** Opening Dataset records block **

PR #4164, opened 2024-11-26
engine: migrate status update manager to job queue

mastercactapus:
**Description:**
Migrates status updates to use the job queuing system.

Previously, the status manager would run maintenance operations every tick, followed by each subscription in a tight loop (up to 100 per tick) keeping a slice of IDs to omit (which was passed to the DB for each call).

The new approach:
- hourly periodic job to trim old subscriptions
- every 5 seconds a look-for-work periodic job that schedules jobs for individual subscriptions
- each subscription runs in it's own job in the queue, up to 5 concurrently (management tasks take priority)

**Out of Scope:**
- Adding a trigger from the CreateOrUpdate method of alerts to immediately schedule things like status updates
- With the above ^ we could update the "look for work" job to run once per minute instead

N/A

N/A


engine/statusmgr/cleanup.go
```diff
@@ -0,0 +1,19 @@
...
+
+	"github.com/riverqueue/river"
+	"github.com/target/goalert/gadb"
+)
+
+type CleanupArgs struct{}
+
+func (CleanupArgs) Kind() string { return "status-manager-cleanup" }
+
+func (db *DB) cleanup(ctx context.Context, j *river.Job[CleanupArgs]) error {
```
AlaricWhitney, line 15: add functional comment to explain the purpose of the function

app/initriver.go
```diff
@@ -42,6 +42,40 @@ type noopWorker struct{}
...
 
+type ignoreCancel struct {
+	h slog.Handler
+}
+
+func (i *ignoreCancel) Enabled(ctx context.Context, level slog.Level) bool {
+	return i.h.Enabled(ctx, level)
+}
+
+func (i *ignoreCancel) Handle(ctx context.Context, rec slog.Record) error {
```
AlaricWhitney, line 53: add functional comment to explain the purpose of the function

engine/statusmgr/lookforwork.go
```diff
@@ -0,0 +1,53 @@
...
+	"github.com/jackc/pgx/v5"
+	"github.com/riverqueue/river"
+	"github.com/target/goalert/gadb"
+)
+
+type LookForWorkArgs struct{}
+
+func (LookForWorkArgs) Kind() string { return "status-manager-look-for-work" }
+
+func (db *DB) lookForWork(ctx context.Context, j *river.Job[LookForWorkArgs]) error {
```
AlaricWhitney, line 18: add functional comment to explain the purpose of the function

engine/statusmgr/setup.go
```diff
@@ -0,0 +1,36 @@
...
+const (
+	QueueName           = "status-manager"
+	PriorityLookForWork = 2
+	PriorityCleanup     = 3
+	PriorityProcess     = 4
+)
+
+var _ processinglock.Setupable = &DB{}
+
+func (db *DB) Setup(ctx context.Context, args processinglock.SetupArgs) error {
```
AlaricWhitney, line 20: add functional comment to explain the purpose of the function

AlaricWhitney (changes requested):

AlaricWhitney (approved):

AlaricWhitney (approved):

KatieMSB (dismissed):

AlaricWhitney (approved):

ethan-haynes (approved):

PR #4173, opened 2024-12-03
engine: add support for triggering all periodic jobs during tests

mastercactapus:
**Description:**
This PR adds a wrapper for defining periodic jobs so that they can be triggered during tests. Many tests are currently dependant on the "1-cycle = work complete" and aren't written to wait for real-world time to elapse. This hook allows triggering jobs immediately, but still using the same mechanisms, arguments, and code to keep tests as close to real-world as is reasonable.

To avoid side effects and scheduling issues with the job runner, the cypress "fast-forward" code has been modified to run the backend in an `--api-only` mode while fast-forwarding through time. This allows using the API to insert data for the test requirements, but keeping engine processing and job scheduling isolated from a moving clock.


test/smoke/harness/backend.go
```diff
@@ -45,7 +52,7 @@ func (h *Harness) watchBackendLogs(r io.Reader) {
 				// ignore printed SQL errors
 				continue
 			}
-			h.t.Errorf("Backend: %s(%s) %s", strings.ToUpper(entry.Level), entry.Source, entry.Error)
+			h.t.Errorf("Backend: %s(%s) %s: %s\n%s", strings.ToUpper(entry.Level), entry.Source, entry.Error, entry.Message, string(raw))
```
AlaricWhitney, line 55: would a newline cause visualization issues?  I know with TAP the error message should be on a single line, or each line gets written to a new log entry, leading to confusion.

AlaricWhitney (commented):
just one question

test/smoke/harness/backend.go
mastercactapus: This is only used by the harness when reporting in tests (`testing.T.Errorf`); never comes from the application itself

If a test fails, you'll see the short error message inline, followed by the JSON blob on it's own that may have more details on what went wrong

AlaricWhitney (approved):

KatieMSB (approved):

PR #9186, opened 2024-10-03
chore(repo): use go 1.22 int range loop

xqqp:
- use the int range loop introduced in go 1.22 so code is less verbose and easier to read
- add `intrange` linter to linter config


mangalaman93 (approved):

mangalaman93:
Thank you for the PR!

PR #9193, opened 2024-10-08
chore(repo): close response bodies to prevent resource leaks

xqqp:
- close response bodies to prevent resource leaks ("The caller must close the response body when finished with it", see https://pkg.go.dev/net/http)
- add `bodyclose` linter to linter config

### DIFF
--- a/.golangci.yml
+++ b/.golangci.yml
@@ -38,3 +38,4 @@ linters:
     - unconvert
     - unused
     - intrange
+    - bodyclose
--- a/contrib/jepsen/main.go
+++ b/contrib/jepsen/main.go
@@ -43,6 +43,7 @@ import (
 	"sync"
 	"time"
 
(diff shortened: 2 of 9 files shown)


mangalaman93 (changes requested):
Could you log the error instead of ignoring it in the `defer`?

xqqp:
@mangalaman93 The errors are now logged outside of test files.

xqqp:
> Thank you for the update. Could you also update to use `%v` instead of `%s` in the glog so that it gets logged correctly. While you do that, you could also keep the structure like this (this is a nit):
> 
> ```
> 		if err := resp.Body.Close(); err != nil {
> 			glog.Errorf("Error while closing response body: %v", err)
> 		}
> ```

Done

mangalaman93 (approved):

PR #9206, opened 2024-10-29
fix(export): delete temporary export directory after completion of remote export

shivaji-kharse:


worker/export.go
```diff
@@ -571,7 +571,9 @@ func (r *remoteExportStorage) FinishWriting(w *Writers) (ExportedFiles, error) {
 			return nil, err
 		}
 	}
-
+	if err = os.RemoveAll(r.les.destination); err != nil {
```
mangalaman93, line 574: what if there is an error before this line? Should we delete this dir still?

worker/export.go
```diff
@@ -549,6 +549,20 @@ func (r *remoteExportStorage) OpenFile(fileName string) (*ExportWriter, error) {
 }
 
 func (r *remoteExportStorage) FinishWriting(w *Writers) (ExportedFiles, error) {
+	var err error
+
+	defer func() {
```
mangalaman93, line 554: we should just log a warning here and move on!

harshil-goel (approved):

PR #9214, opened 2024-11-11
Add index after adding data without vector schema for vector predicate

shivaji-kharse:


tok/hnsw/helper.go
```diff
@@ -378,9 +382,15 @@ func (ph *persistentHNSW[T]) getVecFromUid(uid uint64, c index.CacheType, vec *[
 		return err
 	}
 	if data != nil {
-		index.BytesAsFloatArray(data.([]byte), vec, ph.floatBits)
+		inVec, err := types.ParseVFloat(string(data.([]uint8)))
```
harshil-goel, line 385: We don't want to call ParseVFloat here. It's very slow

posting/index.go
```diff
@@ -187,6 +187,31 @@ func (txn *Txn) addIndexMutations(ctx context.Context, info *indexMutationInfo)
 			}
 			return pbEdges, nil
 		}
+
+		if info.op != pb.DirectedEdge_DEL &&
+			len(data) > 0 &&
+			len(info.factorySpecs) > 0 {
+			// how we can know is this is a schema mutation
+			inVec, err := types.ParseVFloat(string(data[0].Value.([]uint8)))
```
harshil-goel, line 195: Why are you doing this twice

posting/index.go
```diff
@@ -1387,6 +1386,37 @@ func rebuildTokIndex(ctx context.Context, rb *IndexRebuild) error {
...
+					return []*pb.DirectedEdge{}, err
+				}
+
+				if err := p.addMutation(ctx, txn, &edge); err != nil {
+					return []*pb.DirectedEdge{}, err
+				}
+			}
+		}
+
 		err := pl.Iterate(txn.StartTs, 0, func(p *pb.Posting) error {
```
harshil-goel, line 1420: No need to iterate when you already have the value in val. Just run the function inside iterate

harshil-goel (approved):

posting/index.go
```diff
@@ -1387,39 +1386,86 @@ func rebuildTokIndex(ctx context.Context, rb *IndexRebuild) error {
...
+				Value: p.Value,
+				Tid:   types.TypeID(p.ValType),
+			}
+			edge.Lang = string(p.LangTag)
+
+			newEdges, err := processAddIndexMutation(&edge, val)
+			if err != nil {
+				return err
+			}
+			if !runForVectors {
```
harshil-goel, line 1457: remove if

posting/index.go
```diff
@@ -1387,39 +1386,86 @@ func rebuildTokIndex(ctx context.Context, rb *IndexRebuild) error {
...
+				p, err := txn.Get(inKey)
+				if err != nil {
+					return []*pb.DirectedEdge{}, err
+				}
+
+				if err := p.addMutation(ctx, txn, &edge); err != nil {
+					return []*pb.DirectedEdge{}, err
+				}
+
+				_, err = processAddIndexMutation(&edge, val)
```
harshil-goel, line 1436: this should be after the if condition. it should get executed for both when val.td == types.vfloatid.

harshil-goel: write a test that fails because of this bug right now, then fix the bug

shivaji-kharse: TestVectorIndexDropPredicate and TestVectorIndexWithoutSchema have already been added, and they fail on the main branch

harshil-goel (approved):

PR #9230, opened 2024-12-01
fix(core): fix batching of running mutations in one transaction

harshil-goel:


mangalaman93 (changes requested):
Looks pretty good! One minor comment

PR #9236, opened 2024-12-07
fix(core): Improve error handling in hnsw module

xqqp:
Description: 
This PR improves error handling in the hnsw module. In some cases not all errors have to be propagated to the next caller, in this case the error string is currently compared with `strings.Contains(err.Error(), "some_error_text")` or directly `err.Error() == "some_error_string"`. This is bad practice. Instead errors should be directly compared with the native `errors.Is(err, target)` function, which traverses the tree of each error and detects if it contains the specified target error.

** Closing Dataset records block **

→ **Task goal**
In the listing above, count the lines that contain "contrib". Give the number and nothing else.

→ **Result of this exercise**
2